1. the temperature control type highlight grating injection mold comprises a front mold set and a rear mold set, wherein the front mold set comprises a front mold plate and a panel for supporting the front mold plate; the back module group includes the back template, supports the bottom plate of back template and install in ejection mechanism on the back template, its characterized in that: the temperature-controlled high-light grating injection mold comprises a front mold, a rear mold, a temperature-controlled flow channel, a plurality of connecting pipes and a steam pipe, wherein the front mold is used for molding the front surface of a grating, the rear mold is used for molding the rear surface of the grating, the front mold and the rear mold surround to form a cavity for molding the grating, the front mold is internally provided with the temperature-controlled flow channel, the front mold is internally provided with the plurality of connecting pipes communicated with the temperature-controlled flow channel, the temperature-controlled high-light grating injection mold further comprises the steam pipe used for supplying steam to the temperature-controlled flow channel and a cooling water pipe used for supplying cooling water to the temperature-controlled flow channel, and the plurality of.

2. The temperature controlled high light grid injection mold of claim 1, wherein: the steam pipe is a plurality of, and one end of each steam pipe is connected with one connecting pipe respectively.

3. the temperature controlled high light grid injection mold of claim 2, wherein: and the front template is provided with a gas collecting block, and the other end of each steam pipe is connected with the gas collecting block.

4. The temperature controlled high light grid injection mold of claim 3, wherein: the cooling water pipe is provided with a plurality of cooling water pipes, and each cooling water pipe is respectively connected with one connecting pipe.

5. The temperature controlled high light grid injection mold of claim 4, wherein: the front template is provided with a water collecting block, and the other end of each cooling water pipe is connected with the gas collecting block.
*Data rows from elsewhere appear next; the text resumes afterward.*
PR #15181, opened 2023-02-27
[DigitalOcean] support terraform provider for DO

srikiz:
Initial work to get the terraform support for DO.

- Tested by creating a cluster with `--out terraform` like below.

```
kops create cluster --cloud=digitalocean --name=dev6.****.co.in --node-count=2 --networking=calico --zones=sfo3 --ssh-public-key=~/.ssh/id_ed25519.pub --target=terraform --out=./terraform-test -v=6
```

- kubernetes.tf file gets created with digitial ocean specific resources. snippet below.
```

output "cluster_name" {
  value = "dev6.test.co.in"
}

output "region" {
  value = "sfo3"
}

provider "digitalocean" {
}

resource "digitalocean_droplet" "control-plane-sfo3-1-masters-dev6-test-co-in" {
  image     = "ubuntu-20-04-x64"
  name      = "control-plane-sfo3-1.masters.dev6.test.co.in"
  region    = "sfo3"
  size      = "s-2vcpu-4gb"
  ssh_keys  = ["c5:e2:db:15:b1:36:5f:f4:21:13:1a:59:cf:a4:39:05"]
  tags      = ["KubernetesCluster:dev6-test-co-in", "k8s-index:etcd-1", "KubernetesCluster-Master:dev6-test-co-in", "kops-instancegroup:control-plane-sfo3-1"]
  user_data = file("${path.module}/data/digitalocean_droplet_control-plane-sfo3-1.masters.dev6.test.co.in_user_data")
}

resource "digitalocean_droplet" "nodes-sfo3-dev6-test-co-in" {
  image     = "ubuntu-20-04-x64"
  name      = "nodes-sfo3.dev6.test.co.in"
  region    = "sfo3"
  size      = "s-2vcpu-4gb"
  ssh_keys  = ["c5:e2:db:15:b1:36:5f:f4:21:13:1a:59:cf:a4:39:05"]
  tags      = ["KubernetesCluster:dev6-test-co-in", "kops-instancegroup:nodes-sfo3"]
  user_data = file("${path.module}/data/digitalocean_droplet_nodes-sfo3.dev6.test.co.in_user_data")
}

resource "digitalocean_spaces_bucket_object" "cluster-completed-spec" {
  bucket  = "sri-kops-space"
  content = file("${path.module}/data/digitalocean_spaces_bucket_object_cluster-completed.spec_content")
  key     = "dev6.test.co.in/cluster-completed.spec"
  region  = "sfo2"
}

```

- terraform init/plan/apply works as expected.
- able to see the cluster created as expected.

### DIFF
--- a/upup/pkg/fi/cloudup/apply_cluster.go
+++ b/upup/pkg/fi/cloudup/apply_cluster.go
@@ -168,6 +168,9 @@ func (c *ApplyClusterCmd) Run(ctx context.Context) error {
 		if !found {
 			return fmt.Errorf("cloud provider %v does not support the terraform target", c.Cloud.ProviderID())
 		}
+		if c.Cloud.ProviderID() == kops.CloudProviderDO && !featureflag.DOTerraform.Enabled() {
+			return fmt.Errorf("DO Terraform requires the DOTerraform feature flag to be enabled")
+		}
 	}
 	if c.InstanceGroups == nil {
 		list, err := c.Clientset.InstanceGroupsFor(c.Cluster).List(ctx, metav1.ListOptions{})
--- a/upup/pkg/fi/cloudup/apply_cluster.go
+++ b/upup/pkg/fi/cloudup/apply_cluster.go
@@ -92,6 +92,7 @@ var TerraformCloudProviders = []kops.CloudProviderID{
 	kops.CloudProviderGCE,
 	kops.CloudProviderHetzner,
 	kops.CloudProviderScaleway,
+	kops.CloudProviderDO,
 }
 
 type ApplyClusterCmd struct {
--- a/upup/pkg/fi/cloudup/dotasks/droplet.go
+++ b/upup/pkg/fi/cloudup/dotasks/droplet.go
@@ -27,6 +27,7 @@ import (
 	"k8s.io/kops/upup/pkg/fi/cloudup/do"
 	"k8s.io/kops/upup/pkg/fi/cloudup/terraform"
 	_ "k8s.io/kops/upup/pkg/fi/cloudup/terraform"
+	"k8s.io/kops/upup/pkg/fi/cloudup/terraformWriter"
 )
 
 // Droplet represents a group of droplets. In the future it
@@ -222,14 +223,14 @@ func (_ *Droplet) CheckChanges(a, e, changes *Droplet) error {
 }
 
 type terraformDropletOptions struct {
-	Image    *string  `cty:"image"`
-	Size     *string  `cty:"size"`
-	Region   *string  `cty:"region"`
-	Name     *string  `cty:"name"`
-	Tags     []string `cty:"tags"`
-	SSHKey   []string `cty:"ssh_keys"`
-	UserData *string  `cty:"user_data"`
-	VPCUUID  *string  `cty:"vpc_uuid"`
+	Image    *string                  `cty:"image"`
+	Size     *string                  `cty:"size"`
+	Region   *string                  `cty:"region"`
+	Name     *string                  `cty:"name"`
+	Tags     []string                 `cty:"tags"`
+	SSHKey   []string                 `cty:"ssh_keys"`
+	UserData *terraformWriter.Literal `cty:"user_data"`
+	VPCUUID  *string                  `cty:"vpc_uuid"`
 }
 
 func (_ *Droplet) RenderTerraform(t *terraform.TerraformTarget, a, e, changes *Droplet) error {
@@ -242,11 +243,18 @@ func (_ *Droplet) RenderTerraform(t *terraform.TerraformTarget, a, e, changes *D
 		SSHKey: []string{fi.ValueOf(e.SSHKey)},
 	}
 
-	userData, err := fi.ResourceAsString(e.UserData)
-	if err != nil {
-		return err
+	if e.UserData != nil {
+		d, err := fi.ResourceAsBytes(e.UserData)
+		if err != nil {
+			return err
+		}
+		if d != nil {
+			tf.UserData, err = t.AddFileBytes("digitalocean_droplet", fi.ValueOf(e.Name), "user_data", d, false)
+			if err != nil {
+				return err
+			}
+		}
 	}
-	tf.UserData = &userData
 
 	return t.RenderResource("digitalocean_droplet", *e.Name, tf)
 }
--- a/upup/pkg/fi/cloudup/dotasks/droplet.go
+++ b/upup/pkg/fi/cloudup/dotasks/droplet.go
@@ -25,6 +25,7 @@ import (
 
 	"k8s.io/kops/upup/pkg/fi"
 	"k8s.io/kops/upup/pkg/fi/cloudup/do"
+	"k8s.io/kops/upup/pkg/fi/cloudup/terraform"
 	_ "k8s.io/kops/upup/pkg/fi/cloudup/terraform"
 )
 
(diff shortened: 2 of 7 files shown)


upup/pkg/fi/cloudup/terraform/target_hcl2.go
```diff
@@ -122,7 +122,7 @@ func (t *TerraformTarget) writeProviders(buf *bytes.Buffer) {
 	if t.Cloud.ProviderID() == kops.CloudProviderGCE {
 		providerBody["project"] = t.Project
 	}
-	if t.Cloud.ProviderID() != kops.CloudProviderHetzner {
+	if t.Cloud.ProviderID() != kops.CloudProviderHetzner && t.Cloud.ProviderID() != kops.CloudProviderDO {
```
timoreimann, line 125: I understand that we'd set the region here unless the cloud provider is Hetzner or DO. To confirm, is that the desired behavior? DO does support regions, right?

upup/pkg/fi/cloudup/dotasks/droplet.go
```diff
@@ -210,3 +212,40 @@ func (_ *Droplet) CheckChanges(a, e, changes *Droplet) error {
...
+		Region: e.Region,
+		Name:   e.Name,
+		Tags:   e.Tags,
+		SSHKey: []string{fi.ValueOf(e.SSHKey)},
+	}
+
+	if e.UserData != nil {
+		d, err := fi.ResourceAsBytes(e.UserData)
+		if err != nil {
+			return err
```
timoreimann, line 240: Should we wrap this error and the one from line 245 in a `fmt.Errorf` in order to add context distinguishing the two?

util/pkg/vfs/s3fs.go
```diff
@@ -587,40 +594,66 @@ func (p *S3Path) RenderTerraform(w *terraformWriter.TerraformWriter, name string
...
+		}
 
-	content, err := w.AddFileBytes("aws_s3_object", name, "content", bytes, false)
-	if err != nil {
-		return fmt.Errorf("rendering S3 file: %v", err)
-	}
+		// retrieve space region from endpoint
+		endpoint := os.Getenv("S3_ENDPOINT")
+		if endpoint == "" {
+			return fmt.Errorf("S3 Endpoint is empty")
```
timoreimann, line 608: `errors.New` is sufficient here.

util/pkg/vfs/s3fs.go
```diff
@@ -587,40 +594,66 @@ func (p *S3Path) RenderTerraform(w *terraformWriter.TerraformWriter, name string
...
+		}
+		region := strings.Split(endpoint, ".")[0]
```
timoreimann, line 610: Do we always expect a dot separator? If so, should we return an error if it's missing?

timoreimann (commented):
Did mostly a mechanic review since I'm not too familiar with Terraform and kops' usage. Someone with more expertise on that front should likely review as well.

upup/pkg/fi/cloudup/terraform/target_hcl2.go
srikiz: Yes that's correct. Per DO Terraform provider [reference here](https://registry.terraform.io/providers/digitalocean/digitalocean/latest/docs#argument-reference), it doesn't have the region attribute specified.
Though, we fetch the spaces region from the `S3_ENDPOINT` environment variable. And the droplet and volume region is associated to the terraform resource based on the `region` attribute as [referenced here.](https://registry.terraform.io/providers/digitalocean/digitalocean/latest/docs/data-sources/droplet#region)

upup/pkg/fi/cloudup/dotasks/droplet.go
srikiz: sure, updated.

util/pkg/vfs/s3fs.go
srikiz: Sure, modified it.

util/pkg/vfs/s3fs.go
srikiz: Per DO documentation, it is always in the format `{region}.digitaloceanspaces.com` and if user attempts to specify an incorrect endpoint, the region will contain the entire string from `S3_ENDPOINT`. I think that shouldn't be a problem since eventually the terraform resource will not be created. So I am keeping it as-is unless you think we need that check.

upup/pkg/fi/cloudup/dotasks/droplet.go
```diff
@@ -210,3 +212,40 @@ func (_ *Droplet) CheckChanges(a, e, changes *Droplet) error {
...
+}
+
+func (_ *Droplet) RenderTerraform(t *terraform.TerraformTarget, a, e, changes *Droplet) error {
+	tf := &terraformDropletOptions{
+		Image:  e.Image,
+		Size:   e.Size,
+		Region: e.Region,
+		Name:   e.Name,
+		Tags:   e.Tags,
+		SSHKey: []string{fi.ValueOf(e.SSHKey)},
```
rifelpet, line 234: `VPCUUID` should be set here

upup/pkg/fi/cloudup/apply_cluster.go
```diff
@@ -91,6 +91,7 @@ var TerraformCloudProviders = []kops.CloudProviderID{
 	kops.CloudProviderAWS,
 	kops.CloudProviderGCE,
 	kops.CloudProviderHetzner,
+	kops.CloudProviderDO,
```
rifelpet, line 94: I'm wondering if we should guard the terraform support behind a feature flag until it is fully implemented. I think LoadBalancer and VPC still need support?

util/pkg/vfs/s3fs.go
```diff
@@ -579,6 +580,13 @@ type terraformS3File struct {
 	Provider *terraformWriter.Literal `json:"provider,omitempty" cty:"provider"`
 }
 
+type terraformDOFile struct {
```
rifelpet, line 583: Do you happen to know why DO reuses S3Path rather than implement its own DOPath?

This is where it is reused: https://github.com/kubernetes/kops/blob/e63cb44bd06e4b5d079f53f164d526035d29f84e/util/pkg/vfs/context.go#L348-L364

srikiz: I think it's because we could access DO Spaces using S3 complaint API and that was already in-place and we started using that. We didn't go back and change that to use DO API's instead. May be take this separately?

rifelpet: yea a separate PR would be fine 👍🏻

srikiz:
@rifelpet @timoreimann - please re-review whenever you get a chance. Thanks !

upup/pkg/fi/cloudup/dotasks/droplet.go
```diff
@@ -219,3 +221,40 @@ func (_ *Droplet) CheckChanges(a, e, changes *Droplet) error {
...
+
+type terraformDropletOptions struct {
+	Image    *string                  `cty:"image"`
+	Size     *string                  `cty:"size"`
+	Region   *string                  `cty:"region"`
+	Name     *string                  `cty:"name"`
+	Tags     []string                 `cty:"tags"`
+	SSHKey   []string                 `cty:"ssh_keys"`
+	UserData *terraformWriter.Literal `cty:"user_data"`
+	VPCUUID  *string                  `cty:"vpc_uuid"`
```
rifelpet, line 233: This field is never being set in RenderTerraform

upup/pkg/fi/cloudup/dotasks/droplet.go
```diff
@@ -219,3 +221,40 @@ func (_ *Droplet) CheckChanges(a, e, changes *Droplet) error {
...
+}
+
+func (_ *Droplet) RenderTerraform(t *terraform.TerraformTarget, a, e, changes *Droplet) error {
+	tf := &terraformDropletOptions{
+		Image:  e.Image,
+		Size:   e.Size,
+		Region: e.Region,
+		Name:   e.Name,
+		Tags:   e.Tags,
+		SSHKey: []string{fi.ValueOf(e.SSHKey.KeyFingerprint)},
```
rifelpet, line 243: Based on the model code below, `e.SSHKey` can be nil so we should conditionally set this field to avoid panics

https://github.com/kubernetes/kops/blob/140591f72336bb29b6933ed30f9249121e36de9c/pkg/model/domodel/droplets.go#L40-L41

upup/pkg/fi/cloudup/dotasks/droplet.go
srikiz: sure, updated. Most of my testing, that was set to empty and was not being used. I have a note to test the vpc and Load balancer feature separately and more PR's to follow.

rifelpet:
Once we have sufficient resource coverage we should add terraform instructions to the docs, mentioning the feature flag:

https://kops.sigs.k8s.io/getting_started/digitalocean/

6. The temperature controlled high light grid injection mold of any one of claims 1-5, wherein: the temperature control flow channel comprises a plurality of shape following flow channels arranged along the surface shape of the front mold core and connecting flow channels for communicating the shape following flow channels, at least one end of each shape following flow channel extends to a position corresponding to the surface of the front mold core, and the connecting pipes are respectively communicated with different connecting flow channels.

7. the temperature controlled high light grid injection mold of claim 6, wherein: the distance between at least one end of each conformal flow passage and the surface of the front mold core is 8-10 mm.

8. The temperature controlled high light grid injection mold of claim 6, wherein: the distance range between one end of each two adjacent conformal flow channels close to the surface of the front mold core is 20-25 mm.

9. the temperature controlled high light grid injection mold of claim 6, wherein: the diameter range of each conformal flow passage is 8-12 mm.

10. the temperature controlled high light grid injection mold of any one of claims 1-5, wherein: temperature control type highlight grid injection mold is still including being used for surveying the temperature sensor of temperature in the die cavity, open in the preceding mold core and be equipped with the installation temperature sensor's mounting hole.